__Data for analysis__:
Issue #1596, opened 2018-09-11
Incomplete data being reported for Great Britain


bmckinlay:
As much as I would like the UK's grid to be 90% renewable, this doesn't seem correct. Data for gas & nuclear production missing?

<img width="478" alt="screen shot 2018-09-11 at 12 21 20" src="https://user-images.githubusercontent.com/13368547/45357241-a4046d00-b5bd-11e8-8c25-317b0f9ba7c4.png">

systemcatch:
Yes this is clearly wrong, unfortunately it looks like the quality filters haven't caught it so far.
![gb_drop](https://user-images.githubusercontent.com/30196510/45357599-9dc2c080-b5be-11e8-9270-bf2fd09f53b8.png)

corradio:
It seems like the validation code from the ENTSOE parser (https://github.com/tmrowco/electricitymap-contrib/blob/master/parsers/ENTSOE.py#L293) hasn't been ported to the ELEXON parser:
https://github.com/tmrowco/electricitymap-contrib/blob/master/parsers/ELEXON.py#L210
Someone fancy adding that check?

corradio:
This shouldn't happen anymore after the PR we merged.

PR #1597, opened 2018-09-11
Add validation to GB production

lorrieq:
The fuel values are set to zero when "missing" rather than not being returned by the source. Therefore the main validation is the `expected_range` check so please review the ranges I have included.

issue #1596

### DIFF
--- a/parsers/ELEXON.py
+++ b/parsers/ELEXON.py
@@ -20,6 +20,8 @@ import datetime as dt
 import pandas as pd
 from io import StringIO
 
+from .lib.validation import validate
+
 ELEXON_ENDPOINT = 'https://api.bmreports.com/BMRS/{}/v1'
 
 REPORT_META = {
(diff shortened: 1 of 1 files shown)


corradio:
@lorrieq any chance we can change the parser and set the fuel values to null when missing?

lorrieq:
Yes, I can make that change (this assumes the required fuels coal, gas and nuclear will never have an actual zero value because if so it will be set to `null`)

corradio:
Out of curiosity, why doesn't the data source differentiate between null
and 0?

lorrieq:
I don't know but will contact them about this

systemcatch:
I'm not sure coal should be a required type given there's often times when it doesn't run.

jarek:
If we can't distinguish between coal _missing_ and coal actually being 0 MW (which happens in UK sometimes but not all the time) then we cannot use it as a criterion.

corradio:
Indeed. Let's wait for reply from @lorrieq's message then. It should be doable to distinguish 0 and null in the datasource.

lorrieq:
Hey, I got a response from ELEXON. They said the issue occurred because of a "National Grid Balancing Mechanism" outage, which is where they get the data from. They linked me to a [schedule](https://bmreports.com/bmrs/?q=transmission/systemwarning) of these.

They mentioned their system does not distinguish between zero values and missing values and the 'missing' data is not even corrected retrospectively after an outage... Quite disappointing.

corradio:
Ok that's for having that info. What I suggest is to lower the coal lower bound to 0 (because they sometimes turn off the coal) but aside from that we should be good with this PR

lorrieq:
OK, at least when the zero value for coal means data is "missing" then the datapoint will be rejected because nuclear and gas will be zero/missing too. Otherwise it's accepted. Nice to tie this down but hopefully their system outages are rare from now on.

__Work item__:
Write down every entry exactly.

__Exercise result__:
Issue #1596, opened 2018-09-11
Incomplete data being reported for Great Britain


bmckinlay:
As much as I would like the UK's grid to be 90% renewable, this doesn't seem correct. Data for gas & nuclear production missing?

<img width="478" alt="screen shot 2018-09-11 at 12 21 20" src="https://user-images.githubusercontent.com/13368547/45357241-a4046d00-b5bd-11e8-8c25-317b0f9ba7c4.png">

systemcatch:
Yes this is clearly wrong, unfortunately it looks like the quality filters haven't caught it so far.
![gb_drop](https://user-images.githubusercontent.com/30196510/45357599-9dc2c080-b5be-11e8-9270-bf2fd09f53b8.png)

corradio:
It seems like the validation code from the ENTSOE parser (https://github.com/tmrowco/electricitymap-contrib/blob/master/parsers/ENTSOE.py#L293) hasn't been ported to the ELEXON parser:
https://github.com/tmrowco/electricitymap-contrib/blob/master/parsers/ELEXON.py#L210
Someone fancy adding that check?

corradio:
This shouldn't happen anymore after the PR we merged.

PR #1597, opened 2018-09-11
Add validation to GB production

lorrieq:
The fuel values are set to zero when "missing" rather than not being returned by the source. Therefore the main validation is the `expected_range` check so please review the ranges I have included.

issue #1596

### DIFF
--- a/parsers/ELEXON.py
+++ b/parsers/ELEXON.py
@@ -20,6 +20,8 @@ import datetime as dt
 import pandas as pd
 from io import StringIO
 
+from .lib.validation import validate
+
 ELEXON_ENDPOINT = 'https://api.bmreports.com/BMRS/{}/v1'
 
 REPORT_META = {
(diff shortened: 1 of 1 files shown)


corradio:
@lorrieq any chance we can change the parser and set the fuel values to null when missing?

lorrieq:
Yes, I can make that change (this assumes the required fuels coal, gas and nuclear will never have an actual zero value because if so it will be set to `null`)

corradio:
Out of curiosity, why doesn't the data source differentiate between null
and 0?

lorrieq:
I don't know but will contact them about this

systemcatch:
I'm not sure coal should be a required type given there's often times when it doesn't run.

jarek:
If we can't distinguish between coal _missing_ and coal actually being 0 MW (which happens in UK sometimes but not all the time) then we cannot use it as a criterion.

corradio:
Indeed. Let's wait for reply from @lorrieq's message then. It should be doable to distinguish 0 and null in the datasource.

lorrieq:
Hey, I got a response from ELEXON. They said the issue occurred because of a "National Grid Balancing Mechanism" outage, which is where they get the data from. They linked me to a [schedule](https://bmreports.com/bmrs/?q=transmission/systemwarning) of these.

They mentioned their system does not distinguish between zero values and missing values and the 'missing' data is not even corrected retrospectively after an outage... Quite disappointing.

corradio:
Ok that's for having that info. What I suggest is to lower the coal lower bound to 0 (because they sometimes turn off the coal) but aside from that we should be good with this PR

lorrieq:
OK, at least when the zero value for coal means data is "missing" then the datapoint will be rejected because nuclear and gas will be zero/missing too. Otherwise it's accepted. Nice to tie this down but hopefully their system outages are rare from now on.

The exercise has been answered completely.